The workshop ran from 1 to 3 pm on a drop-in basis, and most of artists arrived right at 1 pm. I had drawing boards, cartridge paper, pencils and pencil crayons, and erasers. The bookstore has pillows, stools and a couple of chairs, and kids made themselves comfortable throughout the store. Overall, about 40 - 50 artists attended and some parents got into the act, too.

Sue brought out cookies and the day was made even better.

Thanks to everyone who turned out, and to everyone at Monkeyshines Books!


Friday, January 29, 2010

A medieval galloping gourmet

I’m working on a fun picture book project at the moment that’s letting my mind wander into the middle ages.

Our protagonist is a giant (simply known as “Giant”), but he’s not your typical loud-mouthed, boorish giant. This is a giant of refined taste who knows how to hold his utensils properly, who uses a serviette and who is of a kindly nature. He doesn’t slurp, belch or break wind (at least not in good company), and is respectful of the help.

So, how to illustrate Giant... I really wanted to see him in classic giant clothing of the kind that we saw in books when we were kids, which contrasts nicely with all those qualities I mention in the previous paragraph. Perhaps a bit like Bob Homme's Friendly Giant from days of yore (the 1960s), who had that great chair for two to curl up in. But, our Giant has much more exaggerated features and is a foodie / gourmet to the extreme.

The story’s sidekick is a chef (simply known as “Chef”) who is significantly smaller than Giant. Chef’s a bit of a fusspot, a stickler for detail, a nervous Nellie, and truly wants the best for Giant.

I’m having a great time with the settings for our characters – I’ve been researching medieval kitchens, bedrooms, garderobes (but have left that image out), corridors, d├ęcor, tapestries, etc. etc. David Macaulay's "Castle" (1977) has been a wonderful reference source (that's where I learned abour garderobes).

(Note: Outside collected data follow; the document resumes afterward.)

PR #1028, opened 2026-07-07
feat(rust/sedona-raster-gdal): add RS_AsGeoTiff

james-willis:
`RS_AsGeoTiff(raster [, …]) -> binary` — encode a raster as a GeoTIFF and return the bytes, with optional compression and tiling overloads.

Split out of the GDAL raster draft #704, reusing that implementation. Tests were reworked onto the RasterSpec harness (no external `.tiff` fixtures, and the roundtrip check reopens the bytes via the merged GDAL reader instead of the not-yet-split RS_FromGDALRaster); adds a RasterSpec-based benchmark and SQL docs.

N-D handling is deferred (GeoTIFF is inherently 2-D/multiband) — export relies on the existing N-D→2-D plane decomposition and hasn't been given dedicated N-D semantics here.


docs/reference/sql/rs_asgeotiff.qmd
```diff
@@ -0,0 +1,99 @@
...
+        GeoTIFF is written tiled rather than stripped. TIFF tile dimensions
+        must be multiples of 16.
+    - name: tile_height
+      type: integer
+      description: Tile height in pixels; must be a multiple of 16.
+---
+
+## Description
+
+`RS_AsGeoTiff` encodes a raster as a GeoTIFF (via GDAL) and returns the file
```
paleolimbot, line 77: This is another one with a lot of options that we should mark as experimental so we can improve the options handling and break compatibility

python/sedonadb/tests/functions/test_raster_functions.py
```diff
@@ -268,3 +268,27 @@ def test_rs_setbandnodatavalue_two_arg_requires_single_band():
         SedonaDB().assert_query_result(
             "SELECT RS_SetBandNoDataValue(RS_Example(), 0)", None
         )
+
+
+# RS_AsGeoTiff smoke coverage: the GDAL-backed export is tested in depth in
+# Rust (rust/sedona-raster-gdal/src/rs_as_geotiff.rs); these only guard that
+# the function is registered in the Python build and returns GeoTIFF bytes.
+@pytest.mark.parametrize(
```
paleolimbot, line 286: You have rasterio here...you can also check that its contents is identical when decoded and parameterize on data type to make sure it works for all of them with the default parameters (e.g., with default compression heuristics)

rust/sedona-raster-gdal/src/rs_as_geotiff.rs
```diff
@@ -0,0 +1,870 @@
...
+        let (compression_array, quality_array, tile_width_array, tile_height_array) =
+            match self.variant {
+                Variant::Basic => {
+                    // No extra args → all null arrays
+                    let compression = ScalarValue::Utf8(None).to_array_of_size(num_iterations)?;
+                    let quality = ScalarValue::Float64(None).to_array_of_size(num_iterations)?;
+                    let tile_width = ScalarValue::UInt32(None).to_array_of_size(num_iterations)?;
+                    let tile_height = ScalarValue::UInt32(None).to_array_of_size(num_iterations)?;
+                    (compression, quality, tile_width, tile_height)
+                }
```
paleolimbot, line 376: Just putting it out there that with options as a single argument, there are only ever two kernels and `serde_json` takes care of deserializing the options for you

rust/sedona-raster-gdal/src/rs_as_geotiff.rs
```diff
@@ -0,0 +1,870 @@
...
+            .create_copy(&driver, &vsi_path, &options_refs)
+            .map_err(|e| exec_datafusion_err!("Failed to create GeoTiff: {}", e))?;
+
+        // Read bytes from the VSI memory file; the guard cleans up.
+        let bytes = gdal
+            .get_vsi_mem_file_bytes_owned(&vsi_path)
+            .map_err(|e| exec_datafusion_err!("Failed to read GeoTiff bytes: {}", e))?;
+
+        drop(guard);
+        Ok(bytes)
```
paleolimbot: This copy (and then the second copy when this is appended to the Binary output array) seems like something we could improve. Probably wrapping the vsimem file as a Bytes would put some pressure on the vsimem system that I'm not sure it's designed for, but we could at least get rid of the second copy by returning a binary view.

rust/sedona-raster-gdal/src/rs_as_geotiff.rs
```diff
@@ -0,0 +1,870 @@
...
+/// The fractional scale matches Apache Sedona (GeoTools' `setCompressionQuality`);
+/// a value outside the range errors rather than clamping — silently clamping
+/// would turn the most likely mistake (passing a 0–100 quality like `75`) into
+/// maximum quality with no warning.
+fn jpeg_quality_option(quality: f64) -> Result<i32> {
+    if !(0.0..=1.0).contains(&quality) {
+        return exec_err!(
+            "RS_AsGeoTiff: quality must be a fraction between 0.0 and 1.0 (got {quality}); \
+             e.g. use 0.75 for JPEG quality 75"
+        );
```
paleolimbot, line 287: Are all of these error pathways tested?

rust/sedona-raster-gdal/src/rs_as_geotiff.rs
james-willis: hmm this brings up the same question from RS_Value where we have to consider if we want to match sedona spark or not. 

https://sedona.apache.org/latest/api/sql/Raster-Output/RS_AsGeoTiff/

python/sedonadb/tests/functions/test_raster_functions.py
```diff
@@ -292,3 +292,38 @@ def test_rs_asgeotiff_out_of_range_quality_errors(con):
...
+# floating-point prediction for float bands).
+@pytest.mark.parametrize("dtype", ["uint8", "uint16", "int32", "float32", "float64"])
+@pytest.mark.parametrize("compression_args", ["", ", 'DEFLATE', 0.85", ", 'LZW', 0.85"])
+def test_rs_asgeotiff_roundtrips_contents(con, dtype, compression_args):
+    import numpy as np
+
+    pytest.importorskip("rasterio")
+    from rasterio.io import MemoryFile
+
+    from sedonadb.raster import Raster
```
paleolimbot: The non-rasterio imports here can move to the top level

rust/sedona-raster-gdal/src/rs_as_geotiff.rs
```diff
@@ -210,9 +211,13 @@ impl RsAsGeoTiff {
             .create_copy(&driver, &vsi_path, &options_refs)
             .map_err(|e| exec_datafusion_err!("Failed to create GeoTiff: {}", e))?;
 
-        // Read bytes from the VSI memory file; the guard cleans up.
+        // Seize the vsimem file's buffer without copying: `VSIBuffer` owns the
+        // GDAL allocation (freed on drop) and unlinks the file, so the only
+        // byte copy left is the append into the output builder. The guard's
```
paleolimbot, line 218: You can avoid the second copy by using a BinaryView for output (although may require a similar workaround to they way we build zero copy raster bands as well). In either case, using BinaryView for output is a good idea here for any sorry sod who tries to sort this later.

rust/sedona-raster-gdal/src/rs_as_geotiff.rs
paleolimbot: We want to make a high quality interface that people actually use, and provide a compatibility route to Sedona Spark (my preference would be to modify sedona spark to use a more pleasant interface as well, so everybody can benefit).

All can be future changes...just noting that arranging the functions in this way is causing a lot of verbosity and testing workarounds.

docs/reference/sql/rs_asgeotiff.qmd
james-willis: done

python/sedonadb/tests/functions/test_raster_functions.py
james-willis: done

rust/sedona-raster-gdal/src/rs_as_geotiff.rs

Here’s what I’m thinking of for one of the bedroom scenes…

The book will be published by Your Nickel's Worth, and was penned by Saskatchewan author Heather Gatzke for the 10 year-old and under crowd.

It'll be out in 2010-- when the illustrator gets all the final art done...!

Thursday, January 7, 2010

Interview with Jean Freeman, author of my latest book, “Where Does Your Cat Nap?”

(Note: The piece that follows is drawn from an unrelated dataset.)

PR #1029, opened 2026-07-07
test(rust/sedona-raster-gdal): make RS_Polygonize float assertion GDAL-version tolerant

james-willis:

Jean reading Family Literacy Fair at Marion McVeety School, Regina, Sask (right)

Q. Your latest book, “Where Does Your Cat Nap?” (WDYCN) has just come out. Can you tell us a little about it?

A. Some people have referred to it as a “sequel” to "Where Does Your Dog Sleep?", but WDYCN is actually a response to the many, many cat- lovers who demanded equal attention for their favorite pets, after we did “WDYDS?”

Because I’m a word person, the book was also inspired by the image conjured up by the term “cat nap”. (The rhymes in the cat book also spurred me to think about images like a n armadillo on a pillow, or a baboon on the moon, but those haven’t led to anything concrete. At least not yet!)

Q. Were you inspired by a particular cat? Or just the species in general?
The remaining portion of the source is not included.